Platon'dan Perdikkas'a.

İyilikler,
Mektubunda dilediğin gibi, Euphraios'a işlerinle uğraşmasını ve bütün zamanını bunlara vermesini söyledim. Sözünü ettiğin konular üzerinde, hele Euphraios'dan nasıl yararlanacağın konusunda sen dostuma da kutsal denen o öğütleri vermem doğru olur. Euphraios'dan çok yararlanacaksın; çünkü daha gençsin ve bu konuda gençliğe öğüt verebilecek pek az kimse bulunur. Her devletin, her yaşayan varlık gibi, kendisine özgü bir dili vardır: demokrasi, oligarşi, monarşi (4), hep başka başka dillerde konuşurlar. Birçok kimse bunları bildiklerini söyler ama, gerçekte (birkaç kişiyi bir yana bırakalım) bu dilleri anlamaktan epey uzaktırlar. Tanrı ve insanlarla olan ilişkilerinde kendi dilini kullanan, eylemlerini de buna uyduran her devlet gelişir, yerinde kalır; başka bir dile öykünecek olursa, ortadan kalkar. Euphraios, sana, birçok şeyde olacağı gibi, her şeyden önce bu yolda yararlı olacaktır; monarşiye yakışan sözleri bulmakta, sana, yanındakilerin hepsinden daha çok yardımı dokunacağını sanıyorum. Onu bu yolda çalıştırırsan, sen kendin yararlanacağın gibi, ona da büyük hizmet etmiş olacaksın.

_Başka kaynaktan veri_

PR #1040, opened 2020-02-19
Note about serialization groups related to DTO

EmilCataranciuc:
Currently it is not quite clear that serialization group annotations should be used on classes used for data transformation. At least not explicitly. See the note for inclusion proposal.


soyuka:
thanks @EmilCataranciuc

PR #1045, opened 2020-02-23
Install react-native-router-flux sub dependencies

basisak:
React-native-router-flux has sub dependencies that are not currently being installed. As of npm@3, neither yarn nor npm install sub dependencies by default.

If a new user is not familiar with the "has unmet peer dependency" warning and fails to install the listed sub dependencies, then expo will fail with errors. By adding the sub dependencies onto the existing yarn command then the new user will have one less thing to troubleshoot.


dunglas:
Thanks @basisak!

PR #1046, opened 2020-02-23
Add array example for openapi_context

reggermont:
I was facing this need and can't find the answer on the documentation. At first thought, I was trying to do something like `example: "["/assets/img/photo1.jpg", "/assets/img/photo2.jpg"]"` but it was returning errors or displaying the full string, as `example` is expecting a `PlainText` value

Had to try different methods to finally find my answer.

I think it should be in the documentation

Also fixed some old `swagger_context` declarations, as the last line says 
```md
To pass a context to the OpenAPI **v3** generator, use the `openapi_context` attribute (notice the prefix: `openapi_` instead of `swagger_`).
```


reggermont:
Hmm ... Should pull the project and edit myself, instead of using GitHub website

Close it to reopen a proper MR

PR #1047, opened 2020-02-23
Add array example for openapi_context

reggermont:
I was facing this need and can't find the answer on the documentation. At first thought, I was trying to do something like `example: "["/assets/img/photo1.jpg", "/assets/img/photo2.jpg"]"` but it was returning errors or displaying the full string, as `example` is expecting a `PlainText` value

Had to try different methods to finally find my answer.

I think it should be in the documentation

Also fixed some old `swagger_context` declarations, as the last line says 
```md
To pass a context to the OpenAPI **v3** generator, use the `openapi_context` attribute (notice the prefix: `openapi_` instead of `swagger_`).
```

### DIFF
--- a/core/swagger.md
+++ b/core/swagger.md
@@ -149,12 +149,31 @@ class Product // The class name will be used to name exposed resources
     public $name;
 
     /**
+     * @param array $name List of product pictures' relative URLs.
+     *
+     * @ORM\Column(type="simple_array", nullable=true)
+     *
+     * @ApiProperty(
+     *     attributes={
+     *         "openapi_context"={
+     *             "type"="array",
+     *             "items"={
+     *                 "type"="string",
+     *                 "example"="/assets/img/photo.jpg"
+     *             }
+     *         }
+     *     }
+     * )
+     */
+    public $pictures;
+
+    /**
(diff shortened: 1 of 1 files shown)


core/swagger.md
```diff
@@ -173,13 +192,20 @@ resources:
...
+          attributes:
+            openapi_context:
+              type: array
+              items: 
+                type: string
+                example: /assets/img/photo.jpg
         timestamp:
           attributes:
-            swagger_context:
+            openapi_context:
```
GregoireHebert, line 208: can you also change the [line 216](https://github.com/api-platform/docs/pull/1047/files#diff-5341978ee8bd732fef5d82209f643e57R216) to set
`"openapi": "3.0.2",`
instead of 
`"swagger": "2.0",`

And add a sentence [line 107](https://github.com/api-platform/docs/pull/1047/files#diff-5341978ee8bd732fef5d82209f643e57R107) to explain that using v2 it refers to `swagger_context` and v3 to `openapi_context`

vincentchalamon:
Please target 2.6 branch and rebase from it

vinceAmstoutz:

PR #1049, opened 2020-02-24
Update xdebug installation guide

gries:
XDEBUG_VERSION=2.7.2 is not compatible with php 7.4 and therefore has to be a higher version for api-platform 2.5.4


teohhanhui:
Thanks @gries! :tada:

PR #1052, opened 2020-02-24
Update data-persisters.md

siegfried1e:
Avoid recursion using the context.


soyuka:
mhhh this should definitely not happend in the first place

PR #1053, opened 2020-02-25
Use yarn dlx instead of npx

dunglas:

### DIFF
--- a/client-generator/nextjs.md
+++ b/client-generator/nextjs.md
@@ -10,9 +10,7 @@ The Next.js Client Generator generates components for Server Side Rendered appli
 
 Create a [Next.js application with express server](https://github.com/zeit/next.js/tree/canary/examples/custom-server-express). The easiest way is to execute:  
 
-    $ npx create-next-app your-app-name
-    # or
-    $ yarn create next-app your-app-name
+    $ yarn dlx create-next-app your-app-name
 
 ### Installing the Generator Dependencies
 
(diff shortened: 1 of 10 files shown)


dunglas:
Do not merge until the official release of Yarn 2.

client-generator/nextjs.md
```diff
@@ -10,8 +10,6 @@ The Next.js Client Generator generates components for Server Side Rendered appli
 
 Create a [Next.js application with express server](https://github.com/zeit/next.js/tree/canary/examples/custom-server-express). The easiest way is to execute:  
 
-    $ npx create-next-app your-app-name
-    # or
     $ yarn create next-app your-app-name
```
teohhanhui: There is no longer a `yarn create` command in yarn v2: https://next.yarnpkg.com/cli/create

As it was [a shortcut](https://classic.yarnpkg.com/en/docs/cli/create/), we should now do:

    $ yarn dlx create-* ...

teohhanhui: There is no longer a `yarn create` command in yarn v2.

As it was [a shortcut](https://classic.yarnpkg.com/en/docs/cli/create/), we should now do:

    $ yarn dlx create-* ...

dunglas: But Yarn 2 cannot be installed globally (you need Yarn 1 to install it) so it doesn't work.

PR #1725, opened 2023-02-22
Note about PUT/PATCH in introduction §

Nayte91:
I didn't see the note and spent a lot of time figuring out what happens, because I was trying to Upload to an Existing Resource, and the note is not in this chapter. So I think it deserves to belong in the introduction paragraph.

### DIFF
--- a/core/file-upload.md
+++ b/core/file-upload.md
@@ -8,6 +8,9 @@ recommended you [read the documentation of
 VichUploaderBundle](https://github.com/dustin10/VichUploaderBundle/blob/master/docs/index.md)
 before proceeding. It will help you get a grasp on how the bundle works, and why we use it.
 
+**Note**: Uploading files won't work in `PUT` or `PATCH` requests, you must use `POST` method to upload files.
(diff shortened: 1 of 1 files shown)


alanpoulain:
I'm not sure changing its place would solve the issue. IMO the issue is more "graphical": we don't have a way to highlight a note like the Symfony documentation.

Nayte91:
By my experience, yesterday evening : 
- Searched how to upload a file without exposing a new resource and found [this page](https://api-platform.com/docs/core/file-upload/),
- Went directly to the "[Uploading to an Existing Resource with its Fields](https://api-platform.com/docs/core/file-upload/#uploading-to-an-existing-resource-with-its-fields)" chapter without reading the "[Uploading to a Dedicated Resource](https://api-platform.com/docs/core/file-upload/#uploading-to-a-dedicated-resource)" one,
- Tried to achieve it and test with some PATCH requests on my existing Entity,
- Table flipped after 2 hours,
- Looked at it today,
- Found this very important note in the other chapter.

It's pretty straightforward, and as I don't think I made major mistake by skipping the optional part, I argue that this note _must_ be in the introductory remarks rather than in a skippable section.

But I also agree with the fact that docs may need an icon for important notes :)

alanpoulain:
Alright :slightly_smiling_face:

PR #1728, opened 2023-02-27
Adding a link to the React Admin Symfonycasts video

weaverryan:
Hi!

An updated API Platform tutorial is now on Symfonycasts for API Platform 3 - https://symfonycasts.com/screencast/api-platform

All the existing links in the docs that pointed to the old version of this tutorial work just fine: the new screencast uses the same URLs. We did add one new video showing how to bootstrap the React Admin, which might merit a link :).

When Ep2 is finished, I'll do the same audit - that has at least one new topic (state processors) that we can add a link to.

Thanks!


dunglas:
Thanks Ryan!

PR #1733, opened 2023-03-11
Update elasticsearch documentation

dannyvw:
Mapping and one index for different models is deprecated, so removed it from the documentation. Also updated the ApiResource attribute.

Related to https://github.com/api-platform/core/pull/5450


soyuka:
awesome thanks @dannyvw !

PR #1739, opened 2023-04-05
Sort Post arguments

JabriAbdelilah:


alanpoulain:
Why?

JabriAbdelilah:
> 

To respect the method signature and get rid of the IDE warning.
image

soyuka:
we don't support positional arguments on metadata.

Sana bu sözleri söylediğimi duyan bir kimse, belki şöyle der: "Platon, demokrasiye yararlı olacak şeyleri bildiğini söylüyor, ama halk toplantısında konuşmak, en yararlı öğütleri vermek elindeyken, kalkıp da bir sözcük bile söylemedi." Ona şu yanıtı verirsin: "Platon, yurdunda çok geç dünyaya geldi; halkın, yaşlanmış atalarının etkisiyle, vereceği öğütlerle çelişen birçok şeyi yapmaya alışmış olduğunu gördü. Hiçbir başarı elde etmeden boş yere çabalayacağını düşünmemiş olsaydı, halka, tıpkı bir baba gibi öğüt vermekten son derece mutlu olacaktı."

O kimse de, bana öğüt vermeye kalksaydı benim gibi davranırdı sanıyorum. Yola gelmeyeceğimi görünce benden uzaklaşır, benim ve işlerim üzerinde öğüt vermekten sakınırdı. Başarılar.